Data entries:
^^^^^^^^

PR #1416, opened 2024-03-27
Prevent autoloading when determinig constant values

### LINKED ISSUE #1415: `PhpStormStubsSourceStubber` calls into application autoloader
while debugging today, I realized that when BetterReflection is building up its reflection knowledge based on phpstorm stubs, it is invoking application autoloaders.

I found stacktraces like

grafik

in which you can see the top-level frame `Rocket::autoload`. thats my application autoloader which is registered via phpstan bootstrap file.

my questions:
- should BetterReflection trigger autoloading while analyzing phpstorm stubs?
- if autoloading is really needed, should better reflection isolate the autoloading involved from side-effects like a application level autoloader?

I came to this question, because our application autoloading needs todo some gymnastics and it is invoked a lot for all kind of classes which `BetterReflection` is locating while parsing stub files.

looking deeper it might even be the case this only happens from within PHPStan.. not sure yet

staabm:
closes https://github.com/Roave/BetterReflection/issues/1415

### DIFF
--- a/src/SourceLocator/SourceStubber/PhpStormStubs/CachingVisitor.php
+++ b/src/SourceLocator/SourceStubber/PhpStormStubs/CachingVisitor.php
@@ -13,8 +13,11 @@ use Roave\BetterReflection\Util\ConstantNodeChecker;
 
 use function array_key_exists;
 use function assert;
+use function class_exists;
 use function constant;
+use function count;
 use function defined;
+use function explode;
 use function in_array;
 use function is_resource;
 use function sprintf;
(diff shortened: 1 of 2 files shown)


src/SourceLocator/SourceStubber/PhpStormStubs/CachingVisitor.php
```diff
@@ -195,6 +203,16 @@ public function clearNodes(): void
      */
     private function updateConstantValue(Node\Expr\FuncCall|Node\Const_ $node, string $constantName): void
     {
+        // prevent autoloading while discovering class constants
+        $parts = explode('::', $constantName, 2);
```
kukulich, line 202: 👍

src/SourceLocator/SourceStubber/PhpStormStubs/CachingVisitor.php
```diff
@@ -195,6 +198,16 @@ public function clearNodes(): void
      */
     private function updateConstantValue(Node\Expr\FuncCall|Node\Const_ $node, string $constantName): void
     {
+        // prevent autoloading while discovering class constants
```
Ocramius, line 201: BTW, thanks for commenting on this :-)

Ocramius (approved):
Thanks @staabm!

PR #1418, opened 2024-03-29
Assert parsing PHPStorm stubs will never trigger autoload

staabm:
looking again at my patch in https://github.com/Roave/BetterReflection/commit/b9e11a2f6c51c54a7396d86a1f39beb88e2ecd7a#diff-41fe06041ece0f581f2a6b1bb811daf7e9d02d18efd83a1ca636caf6ea7e2330R206 I wondered whether we should also use `interface_exists()` and or `trait_exists()` to prevent other cases of autoading.

I couldn't reproduce a case with phpstorm stubs though, which would trigger autoloading for a interface or trait-constant.
therefore I figured we should just add a security measure, to make sure non of the tests in `PhpStormStubsSourceStubberTest` will unnoticed trigger autoloading.


Ocramius (approved):

Ocramius:
Thanks @staabm

PR #1419, opened 2024-04-02
Default value `null` does not make promoted property type nullable

ondrejmirtes:


ondrejmirtes:
This is the relevant PHP runtime behaviour: https://3v4l.org/RQVHb

Ocramius (approved):
Wow, heck of a quirky behaviour!

PR #1423, opened 2024-04-21
Update CI jobs to PHP 8.3

staabm:
I left the coding standard job on 8.2 since this is the lowest supported version and we should make sure cs-fixing does not introduce features which are not compatible with the lowest supported one

### DIFF
--- a/.github/workflows/continuous-integration.yml
+++ b/.github/workflows/continuous-integration.yml
@@ -192,7 +192,7 @@ jobs:
         dependencies:
           - "locked"
         php-version:
-          - "8.2"
+          - "8.3"
         operating-system:
           - "ubuntu-latest"
           - "windows-latest"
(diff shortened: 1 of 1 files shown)


kukulich:
PHP version for CS is set here: https://github.com/Roave/BetterReflection/blob/3a6f27b020d7f144b2c2e86cfed60ef5df6e55d8/phpcs.xml.dist#L3

And it´s wrong 🙈

staabm:
> And it´s wrong 🙈

good catch, fix in https://github.com/Roave/BetterReflection/pull/1425

staabm:
> PHP version for CS is set here:

PHPStan is recommended to be run in the very same major/minor-version you want to use at runtime later on.
Is PHPCS more forgiving and mixing the versions is not strictly necessary?

Ocramius:
> PHPStan is recommended to be run in the very same major/minor-version you want to use at runtime later on.

We do CS on the lowest version, to prevent breakages due to newer php version replacements.

We do SA on the newest php version, to ensure types still match the engine development.

Ocramius (approved):
🚢 here meanwhile

PR #1424, opened 2024-04-21
Utilize more readable string functions

staabm:


Ocramius:
Btw, perhaps we need a rector action, since these replacements can often be automated

src/Identifier/Identifier.php
```diff
@@ -26,7 +26,7 @@ public function __construct(string $name, private IdentifierType $type)
         if (
             $name === self::WILDCARD
             || $name === ReflectionFunction::CLOSURE_NAME
-            || strpos($name, ReflectionClass::ANONYMOUS_CLASS_NAME_PREFIX) === 0
+            || str_starts_with($name, ReflectionClass::ANONYMOUS_CLASS_NAME_PREFIX)
```
Ocramius, line 29: Remember to import yer functions 😛

staabm:
> Btw, perhaps we need a rector action, since these replacements can often be automated

I did it locally with rector :) .. and stumbled over a [bug in rector](https://github.com/rectorphp/rector-src/pull/5838), which I fixed atm

src/Identifier/Identifier.php
staabm: 😇

Ocramius:
Thanks @staabm!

^^^^^^^^

ACTIVITY: Repeat every entry exactly as written above.

SOLUTION TO THIS EXERCISE:
PR #1416, opened 2024-03-27
Prevent autoloading when determinig constant values

### LINKED ISSUE #1415: `PhpStormStubsSourceStubber` calls into application autoloader
while debugging today, I realized that when BetterReflection is building up its reflection knowledge based on phpstorm stubs, it is invoking application autoloaders.

I found stacktraces like

grafik

in which you can see the top-level frame `Rocket::autoload`. thats my application autoloader which is registered via phpstan bootstrap file.

my questions:
- should BetterReflection trigger autoloading while analyzing phpstorm stubs?
- if autoloading is really needed, should better reflection isolate the autoloading involved from side-effects like a application level autoloader?

I came to this question, because our application autoloading needs todo some gymnastics and it is invoked a lot for all kind of classes which `BetterReflection` is locating while parsing stub files.

looking deeper it might even be the case this only happens from within PHPStan.. not sure yet

staabm:
closes https://github.com/Roave/BetterReflection/issues/1415

### DIFF
--- a/src/SourceLocator/SourceStubber/PhpStormStubs/CachingVisitor.php
+++ b/src/SourceLocator/SourceStubber/PhpStormStubs/CachingVisitor.php
@@ -13,8 +13,11 @@ use Roave\BetterReflection\Util\ConstantNodeChecker;
 
 use function array_key_exists;
 use function assert;
+use function class_exists;
 use function constant;
+use function count;
 use function defined;
+use function explode;
 use function in_array;
 use function is_resource;
 use function sprintf;
(diff shortened: 1 of 2 files shown)


src/SourceLocator/SourceStubber/PhpStormStubs/CachingVisitor.php
```diff
@@ -195,6 +203,16 @@ public function clearNodes(): void
      */
     private function updateConstantValue(Node\Expr\FuncCall|Node\Const_ $node, string $constantName): void
     {
+        // prevent autoloading while discovering class constants
+        $parts = explode('::', $constantName, 2);
```
kukulich, line 202: 👍

src/SourceLocator/SourceStubber/PhpStormStubs/CachingVisitor.php
```diff
@@ -195,6 +198,16 @@ public function clearNodes(): void
      */
     private function updateConstantValue(Node\Expr\FuncCall|Node\Const_ $node, string $constantName): void
     {
+        // prevent autoloading while discovering class constants
```
Ocramius, line 201: BTW, thanks for commenting on this :-)

Ocramius (approved):
Thanks @staabm!

PR #1418, opened 2024-03-29
Assert parsing PHPStorm stubs will never trigger autoload

staabm:
looking again at my patch in https://github.com/Roave/BetterReflection/commit/b9e11a2f6c51c54a7396d86a1f39beb88e2ecd7a#diff-41fe06041ece0f581f2a6b1bb811daf7e9d02d18efd83a1ca636caf6ea7e2330R206 I wondered whether we should also use `interface_exists()` and or `trait_exists()` to prevent other cases of autoading.

I couldn't reproduce a case with phpstorm stubs though, which would trigger autoloading for a interface or trait-constant.
therefore I figured we should just add a security measure, to make sure non of the tests in `PhpStormStubsSourceStubberTest` will unnoticed trigger autoloading.


Ocramius (approved):

Ocramius:
Thanks @staabm

PR #1419, opened 2024-04-02
Default value `null` does not make promoted property type nullable

ondrejmirtes:


ondrejmirtes:
This is the relevant PHP runtime behaviour: https://3v4l.org/RQVHb

Ocramius (approved):
Wow, heck of a quirky behaviour!

PR #1423, opened 2024-04-21
Update CI jobs to PHP 8.3

staabm:
I left the coding standard job on 8.2 since this is the lowest supported version and we should make sure cs-fixing does not introduce features which are not compatible with the lowest supported one

### DIFF
--- a/.github/workflows/continuous-integration.yml
+++ b/.github/workflows/continuous-integration.yml
@@ -192,7 +192,7 @@ jobs:
         dependencies:
           - "locked"
         php-version:
-          - "8.2"
+          - "8.3"
         operating-system:
           - "ubuntu-latest"
           - "windows-latest"
(diff shortened: 1 of 1 files shown)


kukulich:
PHP version for CS is set here: https://github.com/Roave/BetterReflection/blob/3a6f27b020d7f144b2c2e86cfed60ef5df6e55d8/phpcs.xml.dist#L3

And it´s wrong 🙈

staabm:
> And it´s wrong 🙈

good catch, fix in https://github.com/Roave/BetterReflection/pull/1425

staabm:
> PHP version for CS is set here:

PHPStan is recommended to be run in the very same major/minor-version you want to use at runtime later on.
Is PHPCS more forgiving and mixing the versions is not strictly necessary?

Ocramius:
> PHPStan is recommended to be run in the very same major/minor-version you want to use at runtime later on.

We do CS on the lowest version, to prevent breakages due to newer php version replacements.

We do SA on the newest php version, to ensure types still match the engine development.

Ocramius (approved):
🚢 here meanwhile

PR #1424, opened 2024-04-21
Utilize more readable string functions

staabm:


Ocramius:
Btw, perhaps we need a rector action, since these replacements can often be automated

src/Identifier/Identifier.php
```diff
@@ -26,7 +26,7 @@ public function __construct(string $name, private IdentifierType $type)
         if (
             $name === self::WILDCARD
             || $name === ReflectionFunction::CLOSURE_NAME
-            || strpos($name, ReflectionClass::ANONYMOUS_CLASS_NAME_PREFIX) === 0
+            || str_starts_with($name, ReflectionClass::ANONYMOUS_CLASS_NAME_PREFIX)
```
Ocramius, line 29: Remember to import yer functions 😛

staabm:
> Btw, perhaps we need a rector action, since these replacements can often be automated

I did it locally with rector :) .. and stumbled over a [bug in rector](https://github.com/rectorphp/rector-src/pull/5838), which I fixed atm

src/Identifier/Identifier.php
staabm: 😇

Ocramius:
Thanks @staabm!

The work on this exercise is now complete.